§ **Problem description**
Which lines in the listing below contain the word "outdated"? Copy each one.

§ **Data listing**
┏━━
PR #412, opened 2026-06-08
Refactor `curves`

### LINKED ISSUE #366: README of curves is outdated
Just realised, when publishing v0.3.0, that the README of curves crate is outdated.

### Documentation URL:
┗━━
§ **Exercise result**
### LINKED ISSUE #366: README of curves is outdated
Just realised, when publishing v0.3.0, that the README of curves crate is outdated.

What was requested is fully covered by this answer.